Article by Ceri Wheeldon
I have to admit to being a bit taken aback over the weekend when I saw headlines suggesting that the over 50s may be subject to increased restrictions in order to prevent a second wave of the coronavirus. Living alone and going through lockdown in total isolation, the prospect of repeating when I have been diligent in observing social distancing , mask wearing hand washing etc sent me into a bit of a panic – to say the least!
It appears that this could be viewed a fair compromise in order to reopen all schools.
There are a number of issues I have with this.
I have spent the last eleven years fighting ageism generally, and ageism in the workplace specifically.
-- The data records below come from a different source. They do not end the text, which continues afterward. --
PR #9274, opened 2025-10-08
fix(provider/openai): Fix handling of successful and failed web search tool call results

### LINKED ISSUE #9270: OpenAI: Both completed and failed web tool call results are enqueued as `tool-result` chunk
### Description

When web search results are returned, AI SDK enqueues either a `tool-result` or `tool-error` chunk based on whether web search was successful or not. However, the OpenAI implementation in AI SDK doesn't check if the web search was successful or not and always enqueues a `tool-result` chunk. See:

https://github.com/vercel/ai/blob/418e18f15129e4615f5200c64c535c40b688cff6/packages/openai/src/responses/openai-responses-language-model.ts#L1011-L1034

A fix would be to check the `status` field (described briefly in the example in OpenAI [docs](https://platform.openai.com/docs/guides/tools-web-search?api-mode=responses#output-and-citations)) and enqueue a `tool-result` or `error` based on the value of the status field.

Also another issue I noticed there isn't a guideline on what should be included in the input/output of a web search tool call result, so AI SDK seems to currently set the input to the action returned in the web search result (which could be of various types, like 'search', 'find', etc and may include query and sources), so it feels slightly incorrect to include the whole thing into input and set output to just the status. This is also inconsistent with Anthropic's implementation. I can create another issue discussing this in detail if you'd like.

### AI SDK Version

- @ai-sdk/openai: 2.0.44
- ai: 5.0.60

### Code of Conduct

nimeshnayaju:
Fixes https://github.com/vercel/ai/issues/9270

### DIFF
--- a/packages/openai/src/responses/openai-responses-language-model.ts
+++ b/packages/openai/src/responses/openai-responses-language-model.ts
@@ -40,7 +40,7 @@ import { localShellInputSchema } from '../tool/local-shell';
 const webSearchCallItem = z.object({
   type: z.literal('web_search_call'),
   id: z.string(),
-  status: z.string(),
+  status: z.enum(['completed', 'failed']),
   action: z
     .discriminatedUnion('type', [
       z.object({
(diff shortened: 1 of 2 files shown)


packages/openai/src/responses/openai-responses-language-model.ts
```diff
@@ -40,7 +40,7 @@ import { localShellInputSchema } from '../tool/local-shell';
 const webSearchCallItem = z.object({
   type: z.literal('web_search_call'),
   id: z.string(),
-  status: z.string(),
+  status: z.enum(['completed', 'failed']),
```
nimeshnayaju, line 43: According to their [node package](https://github.com/openai/openai-node/blob/c8ee824c536ec36d2c554299275f9694040de67c/src/resources/responses/responses.ts#L2003), which is based on their OpenAPI specs, status can be either `in-progress`, `searching`, `completed` or `failed`. 

The `response.output_item.done` event with item of type `web_search_call` comes after  `response.web_search_call.completed` event, so I'm assuming that it's safe to believe that the status at the end of the tool call can be either `failed` or `completed`, but I'd love for someone to also check this.

I also noticed that this Zod schema is used to validate the message returned by `doGenerate`, so please check if it interferes with that implementation.

aayush-kapoor:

To suddenly have ‘over 50s’ divided from the rest of the population seems incredibly ageist and takes us many steps backwards …and in terms of getting the economy moving the numbers don’t add up either.
More than 25 million in the UK are over 50
More than 25 million of the UK population are over 50, 10 million are still in employment. We represent 37% of the overall population but nearly half of the adult population. The over 50s hold 80% of the UKs wealth and their spending power has been increasing year on year. To consider placing us effectively under house arrest would be a disaster on many levels.
And if the headlines regarding this are based on erroneous information, then it is totally irresponsible journalism. It is divisive, increases ageism, and potentially feeds bias both conscious and unconscious in the workplace. In what is becoming an increasingly competitive job market, we do not want to provide employers with a reason to legitimately discriminate against job seekers over 50.
The over 50s are vital to this country’s overall dynamic and economy. At 50 most are not even halfway through their adult life – and with the increase in state pension age still have perhaps 40% of their working lives ahead of them.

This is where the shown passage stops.